• **What the task asks**:
The expected output is every entry below, exact in every character.
##############################
PR #11917, opened 2017-05-25
Clear GTF_CALL from non-calls in rationalize

JosephTremoulet:
Since rationalization hoists comma antecedents out into separate
statements, any side-effects that the antecedent had might no longer apply
to the comma's ancestor nodes.  Moreover, in LIR, side-effect flags need
only describe the immediate node; summary flags are computed when Ranges
are constructed.  So, update rationalize to clear the `GTF_CALL` flag from
any node that is not a call.  Failure to do so gives an
overly-conservative view of side-effects, which can inhibit dead store
removal.

### DIFF
--- a/src/jit/rationalize.cpp
+++ b/src/jit/rationalize.cpp
@@ -970,10 +970,19 @@ Compiler::fgWalkResult Rationalizer::RewriteNode(GenTree** useEdge, ArrayStack<G
             node->gtFlags &= ~GTF_ALL_EFFECT;
         }
     }
-    else if (!node->OperIsStore())
+    else
     {
-        // Clear the GTF_ASG flag for all nodes but stores
-        node->gtFlags &= ~GTF_ASG;
+        if (!node->OperIsStore())
+        {
+            // Clear the GTF_ASG flag for all nodes but stores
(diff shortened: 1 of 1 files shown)


JosephTremoulet:
@pgavlin PTAL; this implements your [suggestion](https://github.com/dotnet/coreclr/pull/10946#issuecomment-294004794) from #10946.
/cc @dotnet/jit-contrib


jit-diff release --frameworks --tests shows just one diff, improved deadcode elimination:

```
Found files with textual diffs.
Summary:
(Note: Lower is better)
Total bytes of diff: -4 (0.00 % of base)
    diff is an improvement.
          -4 : JIT\IL_Conformance\Old\Conformance_Base\starg_i\starg_i.dasm (-10.00 % of base)
1 total files with size differences (1 improved, 0 regressed), 6513 unchanged.
          -4 : JIT\IL_Conformance\Old\Conformance_Base\starg_i\starg_i.dasm - _starg:main(ref):int
1 total methods with size differences (1 improved, 0 regressed), 314382 unchanged.
```

JosephTremoulet:
test this please

PR #11919, opened 2017-05-25
Add XUnit results for Windows_NT x86 jobs.

pgavlin:
Just what it says on the tin.

### DIFF
--- a/netci.groovy
+++ b/netci.groovy
@@ -1504,9 +1504,7 @@ def static calculateBuildCommands(def newJob, def scenario, def branch, def isPR
                         }
 
                         if (!isBuildOnly) {
-                            if (architecture == 'x64' || !isPR) {
-                                Utilities.addXUnitDotNETResults(newJob, 'bin/**/TestRun*.xml')
-                            }
+                            Utilities.addXUnitDotNETResults(newJob, 'bin/**/TestRun*.xml', true)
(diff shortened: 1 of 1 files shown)


pgavlin:
@mmitche PTAL

pgavlin:
@dotnet-bot test ci please

pgavlin:
cc @russellhadley @RussKeldorph

pgavlin:
(and @jashook)

jashook:
We will need to make sure that this will not cause job failures for arm64 windows. I believe it will not, but it will be worth explicitly checking post checkin.

russellhadley:
Speaking of multiple target.  Will will just start getting arm64 and arm32 results from this too?  Is it really only x86?

jashook:
Arm64 Windows will not come online with this, we still need to enable xunit archiving for the jobs. Once arm64 unix is online though it will be enabled.

pgavlin:
> We will need to make sure that this will not cause job failures for arm64 windows
> ...
> Speaking of multiple target. Will will just start getting arm64 and arm32 results from this too? Is it really only x86?

The affected code is guarded on Windows_NT + {x86,x64} + !buildOnly, so it really should be just x86 jobs.

jashook:
I see makes sense.

Issue #11914, opened 2017-05-25
Managed tests build fails with VS2017


JosephTremoulet:
Builds fail with:

> D:\Source\coreclr\Tools\Microsoft.CSharp.Core.targets(106,11): error MSB4064: The "OverrideToolHost" parameter is not s
> upported by the "Csc" task. Verify the parameter exists on the task, and it is a settable public instance property. [D:
> \Source\coreclr\tests\src\CoreMangLib\cti\system\reflection\emit\DynMethodJumpStubTests\DynMethodJumpStubTests.csproj]
> D:\Source\coreclr\Tools\Microsoft.CSharp.Core.targets(67,5): error MSB4063: The "Csc" task could not be initialized wit
> h its input parameters.  [D:\Source\coreclr\tests\src\CoreMangLib\cti\system\reflection\emit\DynMethodJumpStubTests\Dyn
MethodJumpStubTests.csproj]

which is the same error message from #10056 (which was fixedwith #10430).

Builds pass at 075a2d6f and fail at aad6903; this appears to be a result of [this change](https://github.com/dotnet/coreclr/pull/10532/files#diff-6178796b5428b89bb33ad7bf80143a79R40) from #10532.

JosephTremoulet:
@chcosta / @weshaggard can the same approach from #10430 be applied here, and what would that look like?

/cc @rartemev

ViktorHofer:
+1 happens for me all the time now...

JosephTremoulet:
##############################
• **Problem solution**:
PR #11917, opened 2017-05-25
Clear GTF_CALL from non-calls in rationalize

JosephTremoulet:
Since rationalization hoists comma antecedents out into separate
statements, any side-effects that the antecedent had might no longer apply
to the comma's ancestor nodes.  Moreover, in LIR, side-effect flags need
only describe the immediate node; summary flags are computed when Ranges
are constructed.  So, update rationalize to clear the `GTF_CALL` flag from
any node that is not a call.  Failure to do so gives an
overly-conservative view of side-effects, which can inhibit dead store
removal.

### DIFF
--- a/src/jit/rationalize.cpp
+++ b/src/jit/rationalize.cpp
@@ -970,10 +970,19 @@ Compiler::fgWalkResult Rationalizer::RewriteNode(GenTree** useEdge, ArrayStack<G
             node->gtFlags &= ~GTF_ALL_EFFECT;
         }
     }
-    else if (!node->OperIsStore())
+    else
     {
-        // Clear the GTF_ASG flag for all nodes but stores
-        node->gtFlags &= ~GTF_ASG;
+        if (!node->OperIsStore())
+        {
+            // Clear the GTF_ASG flag for all nodes but stores
(diff shortened: 1 of 1 files shown)


JosephTremoulet:
@pgavlin PTAL; this implements your [suggestion](https://github.com/dotnet/coreclr/pull/10946#issuecomment-294004794) from #10946.
/cc @dotnet/jit-contrib


jit-diff release --frameworks --tests shows just one diff, improved deadcode elimination:

```
Found files with textual diffs.
Summary:
(Note: Lower is better)
Total bytes of diff: -4 (0.00 % of base)
    diff is an improvement.
          -4 : JIT\IL_Conformance\Old\Conformance_Base\starg_i\starg_i.dasm (-10.00 % of base)
1 total files with size differences (1 improved, 0 regressed), 6513 unchanged.
          -4 : JIT\IL_Conformance\Old\Conformance_Base\starg_i\starg_i.dasm - _starg:main(ref):int
1 total methods with size differences (1 improved, 0 regressed), 314382 unchanged.
```

JosephTremoulet:
test this please

PR #11919, opened 2017-05-25
Add XUnit results for Windows_NT x86 jobs.

pgavlin:
Just what it says on the tin.

### DIFF
--- a/netci.groovy
+++ b/netci.groovy
@@ -1504,9 +1504,7 @@ def static calculateBuildCommands(def newJob, def scenario, def branch, def isPR
                         }
 
                         if (!isBuildOnly) {
-                            if (architecture == 'x64' || !isPR) {
-                                Utilities.addXUnitDotNETResults(newJob, 'bin/**/TestRun*.xml')
-                            }
+                            Utilities.addXUnitDotNETResults(newJob, 'bin/**/TestRun*.xml', true)
(diff shortened: 1 of 1 files shown)


pgavlin:
@mmitche PTAL

pgavlin:
@dotnet-bot test ci please

pgavlin:
cc @russellhadley @RussKeldorph

pgavlin:
(and @jashook)

jashook:
We will need to make sure that this will not cause job failures for arm64 windows. I believe it will not, but it will be worth explicitly checking post checkin.

russellhadley:
Speaking of multiple target.  Will will just start getting arm64 and arm32 results from this too?  Is it really only x86?

jashook:
Arm64 Windows will not come online with this, we still need to enable xunit archiving for the jobs. Once arm64 unix is online though it will be enabled.

pgavlin:
> We will need to make sure that this will not cause job failures for arm64 windows
> ...
> Speaking of multiple target. Will will just start getting arm64 and arm32 results from this too? Is it really only x86?

The affected code is guarded on Windows_NT + {x86,x64} + !buildOnly, so it really should be just x86 jobs.

jashook:
I see makes sense.

Issue #11914, opened 2017-05-25
Managed tests build fails with VS2017


JosephTremoulet:
Builds fail with:

> D:\Source\coreclr\Tools\Microsoft.CSharp.Core.targets(106,11): error MSB4064: The "OverrideToolHost" parameter is not s
> upported by the "Csc" task. Verify the parameter exists on the task, and it is a settable public instance property. [D:
> \Source\coreclr\tests\src\CoreMangLib\cti\system\reflection\emit\DynMethodJumpStubTests\DynMethodJumpStubTests.csproj]
> D:\Source\coreclr\Tools\Microsoft.CSharp.Core.targets(67,5): error MSB4063: The "Csc" task could not be initialized wit
> h its input parameters.  [D:\Source\coreclr\tests\src\CoreMangLib\cti\system\reflection\emit\DynMethodJumpStubTests\Dyn
MethodJumpStubTests.csproj]

which is the same error message from #10056 (which was fixedwith #10430).

Builds pass at 075a2d6f and fail at aad6903; this appears to be a result of [this change](https://github.com/dotnet/coreclr/pull/10532/files#diff-6178796b5428b89bb33ad7bf80143a79R40) from #10532.

JosephTremoulet:
@chcosta / @weshaggard can the same approach from #10430 be applied here, and what would that look like?

/cc @rartemev

ViktorHofer:
+1 happens for me all the time now...

JosephTremoulet:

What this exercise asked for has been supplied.